What the exercise asks: When you find the line with "PR #27, opened 2026-07-17" among the records below, reproduce it and each line after it exactly, ending with the line with "(one relative path per".

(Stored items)
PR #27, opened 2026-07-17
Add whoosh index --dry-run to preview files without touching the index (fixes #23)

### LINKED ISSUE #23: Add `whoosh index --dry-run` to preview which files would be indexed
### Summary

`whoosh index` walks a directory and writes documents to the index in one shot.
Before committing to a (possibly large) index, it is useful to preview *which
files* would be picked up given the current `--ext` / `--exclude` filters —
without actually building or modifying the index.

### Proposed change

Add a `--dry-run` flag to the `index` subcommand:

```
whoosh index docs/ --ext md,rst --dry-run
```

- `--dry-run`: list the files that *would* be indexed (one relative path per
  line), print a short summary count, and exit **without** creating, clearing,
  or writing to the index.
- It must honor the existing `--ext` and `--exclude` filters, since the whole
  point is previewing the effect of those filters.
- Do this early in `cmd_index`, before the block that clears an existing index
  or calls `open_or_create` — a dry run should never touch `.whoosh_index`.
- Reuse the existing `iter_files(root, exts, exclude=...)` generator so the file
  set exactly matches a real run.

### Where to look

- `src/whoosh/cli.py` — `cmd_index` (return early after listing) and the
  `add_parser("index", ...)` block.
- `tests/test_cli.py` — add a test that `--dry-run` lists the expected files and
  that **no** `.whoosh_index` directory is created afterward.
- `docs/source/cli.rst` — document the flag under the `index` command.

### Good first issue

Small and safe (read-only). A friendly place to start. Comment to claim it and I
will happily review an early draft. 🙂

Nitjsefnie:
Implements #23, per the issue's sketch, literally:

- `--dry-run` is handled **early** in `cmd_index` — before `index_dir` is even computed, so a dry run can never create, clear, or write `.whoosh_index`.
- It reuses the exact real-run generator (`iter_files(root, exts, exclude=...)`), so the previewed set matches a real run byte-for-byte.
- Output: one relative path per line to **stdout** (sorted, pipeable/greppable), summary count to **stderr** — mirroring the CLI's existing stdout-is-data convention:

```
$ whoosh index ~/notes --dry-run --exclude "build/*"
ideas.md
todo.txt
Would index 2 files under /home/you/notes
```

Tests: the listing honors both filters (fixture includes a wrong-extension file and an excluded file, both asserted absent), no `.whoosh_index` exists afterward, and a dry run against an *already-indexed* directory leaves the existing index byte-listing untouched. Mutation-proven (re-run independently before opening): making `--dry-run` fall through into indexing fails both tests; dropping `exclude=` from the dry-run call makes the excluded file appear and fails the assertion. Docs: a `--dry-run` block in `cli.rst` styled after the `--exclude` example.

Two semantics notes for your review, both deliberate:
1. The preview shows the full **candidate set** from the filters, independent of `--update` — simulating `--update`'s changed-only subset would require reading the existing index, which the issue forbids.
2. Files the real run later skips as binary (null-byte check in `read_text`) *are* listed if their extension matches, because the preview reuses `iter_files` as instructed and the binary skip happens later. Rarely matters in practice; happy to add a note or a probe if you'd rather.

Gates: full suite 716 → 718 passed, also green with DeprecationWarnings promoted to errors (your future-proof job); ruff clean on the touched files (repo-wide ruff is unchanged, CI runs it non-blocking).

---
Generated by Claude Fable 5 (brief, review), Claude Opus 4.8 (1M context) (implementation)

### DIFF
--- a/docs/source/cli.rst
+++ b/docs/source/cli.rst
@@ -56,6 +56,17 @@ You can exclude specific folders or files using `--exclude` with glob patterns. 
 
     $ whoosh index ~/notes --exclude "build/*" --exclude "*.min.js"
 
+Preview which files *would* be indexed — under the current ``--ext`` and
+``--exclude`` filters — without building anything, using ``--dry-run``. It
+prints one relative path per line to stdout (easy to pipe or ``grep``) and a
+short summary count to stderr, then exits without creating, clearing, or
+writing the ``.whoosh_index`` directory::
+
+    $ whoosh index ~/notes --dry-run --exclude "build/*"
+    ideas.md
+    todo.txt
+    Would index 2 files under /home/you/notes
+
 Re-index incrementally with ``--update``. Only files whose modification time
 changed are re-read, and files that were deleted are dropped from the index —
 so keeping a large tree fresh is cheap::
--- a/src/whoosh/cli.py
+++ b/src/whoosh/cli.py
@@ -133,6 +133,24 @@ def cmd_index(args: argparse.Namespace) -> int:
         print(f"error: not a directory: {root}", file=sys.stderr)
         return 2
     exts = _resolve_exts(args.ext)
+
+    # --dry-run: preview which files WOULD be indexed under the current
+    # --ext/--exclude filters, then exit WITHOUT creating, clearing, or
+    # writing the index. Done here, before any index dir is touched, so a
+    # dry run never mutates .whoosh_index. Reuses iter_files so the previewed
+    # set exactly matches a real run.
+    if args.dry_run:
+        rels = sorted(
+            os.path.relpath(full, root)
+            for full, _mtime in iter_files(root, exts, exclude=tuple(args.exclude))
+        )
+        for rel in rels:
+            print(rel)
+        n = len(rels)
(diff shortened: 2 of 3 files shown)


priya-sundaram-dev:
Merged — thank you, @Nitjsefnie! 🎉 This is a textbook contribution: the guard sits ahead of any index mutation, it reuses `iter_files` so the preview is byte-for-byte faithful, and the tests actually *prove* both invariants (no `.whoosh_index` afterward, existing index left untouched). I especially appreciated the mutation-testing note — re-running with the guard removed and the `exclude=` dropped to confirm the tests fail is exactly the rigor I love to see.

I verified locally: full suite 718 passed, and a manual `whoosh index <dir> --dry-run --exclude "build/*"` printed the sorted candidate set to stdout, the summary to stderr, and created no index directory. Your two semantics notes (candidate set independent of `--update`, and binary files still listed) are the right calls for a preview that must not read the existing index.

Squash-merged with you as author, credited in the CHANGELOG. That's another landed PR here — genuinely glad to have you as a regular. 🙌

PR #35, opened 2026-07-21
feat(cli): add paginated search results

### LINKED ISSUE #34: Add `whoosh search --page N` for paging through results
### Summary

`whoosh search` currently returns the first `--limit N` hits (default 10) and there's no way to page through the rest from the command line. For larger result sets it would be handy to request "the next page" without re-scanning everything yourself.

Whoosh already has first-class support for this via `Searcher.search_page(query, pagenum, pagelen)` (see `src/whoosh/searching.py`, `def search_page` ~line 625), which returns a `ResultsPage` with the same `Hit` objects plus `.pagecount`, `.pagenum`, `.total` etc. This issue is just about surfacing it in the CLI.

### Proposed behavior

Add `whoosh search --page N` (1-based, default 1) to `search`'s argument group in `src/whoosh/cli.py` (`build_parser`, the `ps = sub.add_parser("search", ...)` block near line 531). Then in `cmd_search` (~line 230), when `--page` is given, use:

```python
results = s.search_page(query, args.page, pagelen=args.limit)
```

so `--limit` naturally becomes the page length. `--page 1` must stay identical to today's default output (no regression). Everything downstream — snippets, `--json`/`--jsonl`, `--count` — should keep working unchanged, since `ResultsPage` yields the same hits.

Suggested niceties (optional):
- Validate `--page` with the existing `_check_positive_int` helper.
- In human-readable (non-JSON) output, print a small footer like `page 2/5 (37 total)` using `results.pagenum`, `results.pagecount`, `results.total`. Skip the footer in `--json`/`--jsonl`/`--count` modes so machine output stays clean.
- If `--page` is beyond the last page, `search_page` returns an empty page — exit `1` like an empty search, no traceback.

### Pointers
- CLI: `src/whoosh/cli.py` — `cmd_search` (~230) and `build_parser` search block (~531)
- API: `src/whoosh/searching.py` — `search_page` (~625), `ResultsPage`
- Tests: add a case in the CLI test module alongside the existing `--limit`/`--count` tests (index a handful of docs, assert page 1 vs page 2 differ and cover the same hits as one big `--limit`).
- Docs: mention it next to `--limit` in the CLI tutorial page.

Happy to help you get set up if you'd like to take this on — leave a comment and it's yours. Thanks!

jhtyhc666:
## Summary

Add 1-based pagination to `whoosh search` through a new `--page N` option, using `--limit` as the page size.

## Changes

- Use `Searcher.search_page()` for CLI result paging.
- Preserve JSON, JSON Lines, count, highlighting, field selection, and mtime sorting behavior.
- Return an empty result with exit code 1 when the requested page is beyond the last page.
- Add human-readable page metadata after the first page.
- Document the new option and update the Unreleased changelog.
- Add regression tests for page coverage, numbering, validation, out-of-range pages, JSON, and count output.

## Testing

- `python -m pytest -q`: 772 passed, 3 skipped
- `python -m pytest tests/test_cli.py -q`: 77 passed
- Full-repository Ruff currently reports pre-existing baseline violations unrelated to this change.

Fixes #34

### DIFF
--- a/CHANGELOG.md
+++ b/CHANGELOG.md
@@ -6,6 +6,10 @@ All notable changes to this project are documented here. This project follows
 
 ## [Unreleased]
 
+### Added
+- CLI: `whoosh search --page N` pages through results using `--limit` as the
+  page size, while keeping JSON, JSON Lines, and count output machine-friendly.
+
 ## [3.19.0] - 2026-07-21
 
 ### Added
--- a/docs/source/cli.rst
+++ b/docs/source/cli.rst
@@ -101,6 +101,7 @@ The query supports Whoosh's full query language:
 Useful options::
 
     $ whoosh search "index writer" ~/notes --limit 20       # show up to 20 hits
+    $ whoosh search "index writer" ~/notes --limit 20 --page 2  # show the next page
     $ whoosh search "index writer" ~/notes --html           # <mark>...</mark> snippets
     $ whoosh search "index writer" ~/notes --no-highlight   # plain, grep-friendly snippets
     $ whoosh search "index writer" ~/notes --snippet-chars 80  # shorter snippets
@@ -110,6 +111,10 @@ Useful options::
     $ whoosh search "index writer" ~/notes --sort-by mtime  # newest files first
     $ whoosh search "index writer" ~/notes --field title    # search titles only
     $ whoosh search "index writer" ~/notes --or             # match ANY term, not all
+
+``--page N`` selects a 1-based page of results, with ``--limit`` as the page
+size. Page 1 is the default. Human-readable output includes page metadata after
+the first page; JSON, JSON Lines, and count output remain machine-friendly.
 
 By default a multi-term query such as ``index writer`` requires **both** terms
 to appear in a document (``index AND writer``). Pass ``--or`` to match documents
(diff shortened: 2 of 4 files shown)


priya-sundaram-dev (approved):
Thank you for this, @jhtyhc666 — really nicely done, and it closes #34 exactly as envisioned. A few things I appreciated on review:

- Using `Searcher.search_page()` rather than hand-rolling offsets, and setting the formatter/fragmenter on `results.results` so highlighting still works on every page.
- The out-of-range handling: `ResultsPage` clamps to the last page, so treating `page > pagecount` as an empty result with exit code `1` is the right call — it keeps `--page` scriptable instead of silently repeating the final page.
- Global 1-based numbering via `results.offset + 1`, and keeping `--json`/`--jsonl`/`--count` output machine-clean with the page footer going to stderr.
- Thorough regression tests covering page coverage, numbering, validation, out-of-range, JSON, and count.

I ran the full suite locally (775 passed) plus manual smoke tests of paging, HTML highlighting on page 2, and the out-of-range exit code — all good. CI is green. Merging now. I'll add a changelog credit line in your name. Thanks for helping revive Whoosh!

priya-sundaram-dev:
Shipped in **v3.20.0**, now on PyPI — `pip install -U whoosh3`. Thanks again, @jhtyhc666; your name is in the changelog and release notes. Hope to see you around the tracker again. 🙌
...
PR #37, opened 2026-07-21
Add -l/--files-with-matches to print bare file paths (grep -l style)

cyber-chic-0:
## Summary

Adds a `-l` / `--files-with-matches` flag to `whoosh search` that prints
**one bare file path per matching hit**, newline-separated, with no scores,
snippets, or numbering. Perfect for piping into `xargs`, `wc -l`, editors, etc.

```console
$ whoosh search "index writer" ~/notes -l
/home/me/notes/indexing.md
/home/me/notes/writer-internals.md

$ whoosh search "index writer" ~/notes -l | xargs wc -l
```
--
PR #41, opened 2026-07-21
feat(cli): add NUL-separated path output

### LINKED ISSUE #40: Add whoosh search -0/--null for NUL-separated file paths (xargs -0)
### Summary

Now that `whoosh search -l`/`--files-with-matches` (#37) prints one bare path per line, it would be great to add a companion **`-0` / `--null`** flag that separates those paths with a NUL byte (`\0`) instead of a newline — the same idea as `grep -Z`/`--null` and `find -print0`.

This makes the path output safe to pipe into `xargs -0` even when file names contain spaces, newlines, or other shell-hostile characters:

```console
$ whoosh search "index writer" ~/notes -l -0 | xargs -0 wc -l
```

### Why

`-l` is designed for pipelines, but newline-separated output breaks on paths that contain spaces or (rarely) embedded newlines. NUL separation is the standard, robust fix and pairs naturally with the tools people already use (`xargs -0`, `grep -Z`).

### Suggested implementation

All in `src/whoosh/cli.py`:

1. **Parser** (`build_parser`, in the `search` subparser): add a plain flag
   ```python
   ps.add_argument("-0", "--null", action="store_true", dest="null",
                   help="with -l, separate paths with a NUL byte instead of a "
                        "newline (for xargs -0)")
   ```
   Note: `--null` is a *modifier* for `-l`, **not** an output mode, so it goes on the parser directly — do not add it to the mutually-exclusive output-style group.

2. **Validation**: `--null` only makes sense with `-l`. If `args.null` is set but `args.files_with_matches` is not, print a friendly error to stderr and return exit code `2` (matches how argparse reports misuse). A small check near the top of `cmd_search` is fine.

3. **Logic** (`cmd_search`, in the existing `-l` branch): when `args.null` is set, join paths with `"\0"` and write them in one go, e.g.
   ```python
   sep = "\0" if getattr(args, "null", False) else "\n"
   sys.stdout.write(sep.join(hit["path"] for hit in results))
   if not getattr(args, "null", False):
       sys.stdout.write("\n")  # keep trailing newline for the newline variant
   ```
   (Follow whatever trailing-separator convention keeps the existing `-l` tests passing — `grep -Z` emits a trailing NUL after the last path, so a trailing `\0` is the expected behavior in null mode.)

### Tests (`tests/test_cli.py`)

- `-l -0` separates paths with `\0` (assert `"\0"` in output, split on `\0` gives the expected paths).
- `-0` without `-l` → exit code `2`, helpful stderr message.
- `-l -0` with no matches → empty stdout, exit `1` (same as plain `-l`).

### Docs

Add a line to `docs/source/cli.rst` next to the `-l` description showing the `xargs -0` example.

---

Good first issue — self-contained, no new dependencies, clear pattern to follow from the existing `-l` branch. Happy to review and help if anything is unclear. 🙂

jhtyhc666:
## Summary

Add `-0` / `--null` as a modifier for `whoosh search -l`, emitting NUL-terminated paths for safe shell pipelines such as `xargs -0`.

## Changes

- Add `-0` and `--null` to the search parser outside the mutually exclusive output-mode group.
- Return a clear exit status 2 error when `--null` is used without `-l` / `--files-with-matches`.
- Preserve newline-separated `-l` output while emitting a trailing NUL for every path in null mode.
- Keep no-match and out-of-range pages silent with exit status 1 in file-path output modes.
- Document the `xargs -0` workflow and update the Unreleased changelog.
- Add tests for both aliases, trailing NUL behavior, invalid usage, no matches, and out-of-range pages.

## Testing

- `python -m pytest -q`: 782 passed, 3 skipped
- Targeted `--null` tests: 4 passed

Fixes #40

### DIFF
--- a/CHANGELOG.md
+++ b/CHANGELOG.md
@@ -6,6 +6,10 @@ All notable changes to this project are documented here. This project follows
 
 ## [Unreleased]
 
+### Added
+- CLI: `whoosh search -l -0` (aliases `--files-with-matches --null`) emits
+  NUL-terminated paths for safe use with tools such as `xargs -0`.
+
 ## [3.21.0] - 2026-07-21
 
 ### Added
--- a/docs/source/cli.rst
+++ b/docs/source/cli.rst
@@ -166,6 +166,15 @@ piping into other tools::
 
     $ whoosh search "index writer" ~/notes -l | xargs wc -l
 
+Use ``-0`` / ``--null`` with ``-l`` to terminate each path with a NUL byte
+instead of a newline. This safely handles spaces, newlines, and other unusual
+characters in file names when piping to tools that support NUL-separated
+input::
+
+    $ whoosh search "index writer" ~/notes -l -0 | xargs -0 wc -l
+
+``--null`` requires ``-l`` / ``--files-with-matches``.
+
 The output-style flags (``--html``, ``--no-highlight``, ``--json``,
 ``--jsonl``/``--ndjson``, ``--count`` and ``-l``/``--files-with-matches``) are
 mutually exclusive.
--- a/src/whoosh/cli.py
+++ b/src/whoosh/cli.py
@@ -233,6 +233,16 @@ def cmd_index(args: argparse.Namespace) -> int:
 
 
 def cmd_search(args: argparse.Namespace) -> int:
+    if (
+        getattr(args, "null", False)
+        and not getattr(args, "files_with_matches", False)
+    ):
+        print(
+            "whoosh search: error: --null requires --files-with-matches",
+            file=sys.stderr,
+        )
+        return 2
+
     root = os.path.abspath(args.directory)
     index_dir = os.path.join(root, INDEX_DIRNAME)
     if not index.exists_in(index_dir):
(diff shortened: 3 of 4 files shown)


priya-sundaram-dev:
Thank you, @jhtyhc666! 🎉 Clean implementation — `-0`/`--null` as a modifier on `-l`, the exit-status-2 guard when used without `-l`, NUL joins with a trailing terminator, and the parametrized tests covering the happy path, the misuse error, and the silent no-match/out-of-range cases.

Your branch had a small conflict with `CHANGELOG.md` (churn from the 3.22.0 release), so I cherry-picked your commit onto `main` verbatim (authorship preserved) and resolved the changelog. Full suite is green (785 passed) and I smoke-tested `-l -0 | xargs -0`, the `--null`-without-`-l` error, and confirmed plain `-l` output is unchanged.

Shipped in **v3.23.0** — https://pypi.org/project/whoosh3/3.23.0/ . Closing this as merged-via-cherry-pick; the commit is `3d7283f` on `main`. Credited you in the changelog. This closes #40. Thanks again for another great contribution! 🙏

Solution to this task:
PR #27, opened 2026-07-17
Add whoosh index --dry-run to preview files without touching the index (fixes #23)

### LINKED ISSUE #23: Add `whoosh index --dry-run` to preview which files would be indexed
### Summary

`whoosh index` walks a directory and writes documents to the index in one shot.
Before committing to a (possibly large) index, it is useful to preview *which
files* would be picked up given the current `--ext` / `--exclude` filters —
without actually building or modifying the index.

### Proposed change

Add a `--dry-run` flag to the `index` subcommand:

```
whoosh index docs/ --ext md,rst --dry-run
```

- `--dry-run`: list the files that *would* be indexed (one relative path per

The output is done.